* [INSTRUCTIONS TO FOLLOW]: Check every line of the data and copy the ones where "first" appears.

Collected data
--- START ---
PR #7235, opened 2026-09-16
feat(provider): add Y-API

jiweiyeah:
## What

Adds **Y-API** (`y-api`) as an OpenAI-compatible provider, with the 15 models it currently serves. Every model is a `base_model` override — Y-API is a relay, not a lab, so no new `models/` entries are needed (all 15 lab entries already exist).

- Website: https://y-api.bestvirtualgoods.com
- API base: `https://api.y-api.bestvirtualgoods.com/v1`
- Docs: https://y-api.bestvirtualgoods.com/docs
- Pricing: https://y-api.bestvirtualgoods.com/pricing

## Sources for the data

**Model list** — an authenticated `GET /v1/models` on 2026-09-16, cross-checked against the public pricing page.

**Cost** — USD cash price. The public catalog quotes **account credit** (e.g. DeepSeek V4 Pro at `0.5 / 1.0`), and credit is topped up at a promotional **20x** rate, so every `cost` value here is `credit / 20` (DeepSeek V4 Pro → `0.025 / 0.05`). That makes the figures comparable to other providers' list prices, which is what `cost` is for.

The 20x rate is stated by the service itself, in two places, both read **2026-09-16**:

- https://y-api.bestvirtualgoods.com/about — *"Top up $1 to receive $20 of account credit (limited-time rate; reverts to 1:10 afterwards)."*
- https://y-api.bestvirtualgoods.com/pricing — *"limited-time top up $1 for $20 in credit (reverts to 1:10 afterwards)"*

Both quotes are reproduced in the `provider.toml` header, with the date, because the conversion is not derivable from the file. Note the rate is advertised as limited-time: when it reverts to 1:10, every cost here doubles. The service quotes no non-USD price, so there is no FX conversion in the chain.

**reasoning_options** — read off the live API rather than assumed, because this host's supported set differs from the first-party entries for three models:

| Model | Supported `reasoning_effort` on this host | Notes |
| --- | --- | --- |
| `openai/gpt-6-astra` | `low`, `medium`, `high`, `xhigh` | No `none`, no `max`. Upstream error text enumerates the supported values. |
| `openai/gpt-5.6-sol` / `-terra` / `-luna` | `none`, `low`, `medium`, `high`, `xhigh` | `max` → `400 Unsupported value: 'reasoning_effort' does not support 'max' with this model. Supported values are: 'none', 'low', 'medium', 'high', and 'xhigh'.` |
| `deepseek/deepseek-v4.1-flash` | `low`, `high`, `max` authored, though `medium`/`xhigh` are accepted | See below. |

So `max` is omitted for all four OpenAI models here even though `providers/openai/models/…` lists it — this host's API rejects it, and `reasoning_options` describes *this host's* API.

On `deepseek-v4.1-flash`: the host **accepts** `medium` and `xhigh` without error but does not act on them distinctly, so only the lab baseline set is authored, matching the other Y-API DeepSeek Flash entries. `usage.completion_tokens_details.reasoning_tokens`, n=3 per level:

```
low    84/116/78      medium 108/108/104    high   109/139/104
xhigh  131/87/132     max    140/134/128
```

`medium`'s entire observed range (104-108) sits inside `high`'s (104-139), and `xhigh`'s spread is wider than the gap to either neighbour. As a control, sibling `deepseek-v4-flash-0731` on the same host, `reasoning_content` length, n=5 per level, gives means of `low 826 / medium 442 / high 453 / xhigh 648 / max 1801` — not monotonic at all. An effort level a caller cannot observe is worse than not offering it.

Two further request-shape facts, for reviewers:

- `openai/gpt-6-astra` also rejects `max_tokens` and requires `max_completion_tokens`. I did not model this — I did not find a field in the schema that expresses "this model needs `max_completion_tokens`", so I am flagging it here instead of inventing one.
- `deepseek/deepseek-v4-flash` is a reasoning model here: `thinking.type = "disabled"` suppresses `reasoning_content`, and `reasoning_effort` accepts `low|high|max`. That is why the DeepSeek family carries `toggle` + `effort` rather than `effort` alone.

**interleaved** — authored from the field this host actually emits, which is **not** always the lab's `reasoning_content`. Each declaration was checked with at least 6 identical calls on 2026-09-16:

| Model | `reasoning_content` | `reasoning_details` | Authored |
| --- | --- | --- | --- |
| `deepseek/deepseek-v4-pro` | 0 / 14 | 14 / 14 | `reasoning_details` |
| `z-ai/glm-5.2` | 0 / 10 | 8 / 10 | `reasoning_details` |
| `moonshotai/kimi-k3` | 2 / 10 | 8 / 10 | `reasoning_details` |
| `z-ai/glm-5.3` | 10 / 10 | 0 / 10 | `reasoning_content` |
| `z-ai/glm-5.3-flash` | 10 / 10 | 0 / 10 | `reasoning_content` |
| `tencent/hy3` | 6 / 6 | 0 / 6 | `reasoning_content` |
| `xiaomi/mimo-v2.5` | 6 / 6 | 0 / 6 | `reasoning_content` |
| `deepseek/deepseek-v4-flash`, `-0731`, `-v4.1-flash` | consistent | — | `reasoning_content` |

`reasoning_details` entries are `[{type: "reasoning.text", text: "…"}]`; `reasoning` (a plain string) also accompanies it but is not a schema-valid `interleaved.field`, so it is not what gets authored.

The four OpenAI models are **omitted** rather than guessed at: across 6 calls each, none of `reasoning_content`, `reasoning`, or `reasoning_details` was present. Their leading comments say so, so the omission is explicit rather than an oversight.

## `qwen/qwen3.8-flash` (added in a follow-up commit)

This model was left out of the first commit. On 2026-09-16 it was advertised on the pricing page but absent from `GET /v1/models`, and calling it returned:

```
503 No available channel for model qwen/qwen3.8-flash under group y-api (distributor)
```

It has since come back — **5/5 200** on 2026-09-17, and the catalog is now 15 models — so it is included. Listing a model that cannot be called would be worse than omitting it; so would continuing to omit one that can.

Three of its fields are authored from this host's behaviour rather than inherited from the Alibaba Cloud entry:

- **`reasoning_options`** — an unlisted effort returns the supported set verbatim, so the set is read off the wire rather than from Alibaba's docs:

  ```
  Unexpected reasoning effort minimal. Supported types are xhigh (default), medium, and low.
  ```

  So `low|medium|xhigh`. `none` also answered **200 5/5**, but it is not in that enumeration, and I could not resolve the discrepancy before hitting the request cap described below — so it is not authored.
- **`[limit] context = 262144`** — the only `limit` override in this PR. The Alibaba Cloud entry advertises 1M, but this host rejects anything longer:

  ```
  The input (2000052 tokens) is longer than the model's context length (262144 tokens).
  ```

  Inheriting the base value would overstate the window by ~4x. The other 14 models inherit, and I checked that their base limits are within rounding of what this host actually serves (1,000,000 / 1,048,576 against a measured 1,048,544).
- **No `[interleaved]`** — this host returns the trace as a plain `reasoning` string (`message` keys are `content`/`reasoning`/`role`/`tool_calls`), which is not a schema-valid `interleaved.field`. Same reason the four OpenAI models omit it.

### Limit on the effort sweep

The remaining effort values (`high`, `xhigh`, `max`, `no_think`) could not be re-checked. The key hit this host's trial-tier cap of **500 requests / 1440 minutes** partway through the sweep (`您已达到请求数限制：1440分钟内最多请求500次`), so those probes returned the cap error rather than an effort rejection and carry no signal. `low` and `medium` were confirmed **200** before the cap; `minimal` produced the enumeration above. Flagging this rather than presenting an incomplete sweep as a complete one.

## Validation

- `bun validate` — **passes**. Resolves to 15 models under `y-api`. All inherit `name`, `modalities` etc. from their base models; only `qwen/qwen3.8-flash` overrides `limit`, for the reason above.
- `bun run test` — 337 pass, **7 fail**. All 7 are pre-existing and unrelated to this change: I reproduced the identical 7 failures on a clean tree (`git stash -u`), with the same names:
  - `catalog generation > repository open-weight model metadata includes weights links`
  - `inherits Hyper reasoning when API omits reasoning metadata`
  - `DeepInfra preserves live modalities for new base models`
  - `syncs the last LLM Gateway case variant without mixing source records`
  - `missing reasoning controls open issues without deleting existing models or blocking valid ones`
  - `snapshot exports providers, models, generatedAt, and a default catalog`
  - `snapshot entrypoint is self-contained`
- Diff is additive only: `providers/y-api/` (17 files), no changes to `models/`, `models.json`, or `labs/`.

## Logo

Square 24×24 `viewBox`, `currentColor` only, no fixed dimensions — the site's brand mark (the seal with the Y, plus the accent bar) with the colour dropped, since `currentColor` cannot express the two-tone original.

## Measurement note

All probes above go through `curl` with a browser `User-Agent`. Python's `urllib` is blocked at the edge with `403 error code: 1010`, so the numbers in this PR come from `curl`, not from a scripted HTTP client.


jiweiyeah:
All three items addressed in 5c101ec. Thank you — the second one caught a real bug in a file the review didn't flag.

**`deepseek-v4-pro` — reasoning text *is* returned; added `[interleaved]`.**
You were right, and my "unstable across 3 samples" note was an artefact of n=3. Re-probed at n=14, one prompt, `reasoning_effort: high`:

| field | present |
| --- | --- |
| `reasoning_content` | **0 / 14** |
| `reasoning` | 14 / 14 (string) |
| `reasoning_details` | 14 / 14 (`[{type: "reasoning.text"}]`) |

So the field is authored, but as `reasoning_details` rather than the lab's `reasoning_content` — this host does not emit `reasoning_content` for this model at all. Per "classify the host, not the npm package", the override describes the host. Both values are in the schema enum, so this validates.

**`deepseek-v4.1-flash` — aligned to `["low", "high", "max"]`.**
The host accepts `medium` and `xhigh` without error, but does not act on them distinctly. `usage.completion_tokens_details.reasoning_tokens`, n=3 per level:

```
low    84/116/78      medium 108/108/104    high   109/139/104
xhigh  131/87/132     max    140/134/128
```

`medium`'s entire range (104-108) sits inside `high`'s (104-139), and `xhigh`'s spread is wider than the gap to either neighbour — nothing separates them. As a control, sibling `deepseek-v4-flash-0731` on the same host, `reasoning_content` length, n=5 per level: means `low 826 / medium 442 / high 453 / xhigh 648 / max 1801`, which is not monotonic at all. So the file now carries the lab baseline set, same as its siblings.

I also tried to get upstream to enumerate the supported set by sending an invalid value, but this host does not forward the upstream error text — it returns an opaque `openai_error` (or `Inference request failed.`), so there was nothing to quote. That is why the evidence above is behavioural rather than error-text.

**`provider.toml` — conversion basis now cited.**
The 20x rate is stated by the service in two places, both read **2026-09-16**:

- https://y-api.bestvirtualgoods.com/about — *"Top up $1 to receive $20 of account credit (limited-time rate; reverts to 1:10 afterwards)."*
- https://y-api.bestvirtualgoods.com/pricing — *"limited-time top up $1 for $20 in credit (reverts to 1:10 afterwards)"*

Both now appear verbatim in the header comment, along with the access date and the consequence: the rate is advertised as limited-time, so when it reverts to 1:10 every cost in this PR doubles. The service quotes no non-USD price, so there is no FX conversion in the chain.

---

**One more bug, found by re-checking every `[interleaved]` in the PR rather than only the flagged one:** `z-ai/glm-5.2` declared `reasoning_content`, which this host returned on **0 of 10** calls. It returns `reasoning_details` on 8 of 10 (the other 2 carry no side channel). Corrected to `reasoning_details`.

Re-confirmed at n>=6 after the change: `tencent/hy3` and `xiaomi/mimo-v2.5` → `reasoning_content` 6/6; `z-ai/glm-5.3` and `glm-5.3-flash` → `reasoning_content` 10/10; `moonshotai/kimi-k3` → `reasoning_details` 8/10. The four OpenAI models expose no side channel at all (0/6 across all three candidate fields), so omitting `[interleaved]` there is correct and their leading comments already say so.

`bun validate` passes. `bun run test` is unchanged at **337 pass / 7 fail** — the same 7 pre-existing failures listed in the PR description.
--- END ---
* [EXERCISE RESPONSE]:
**reasoning_options** — read off the live API rather than assumed, because this host's supported set differs from the first-party entries for three models:
This model was left out of the first commit. On 2026-09-16 it was advertised on the pricing page but absent from `GET /v1/models`, and calling it returned:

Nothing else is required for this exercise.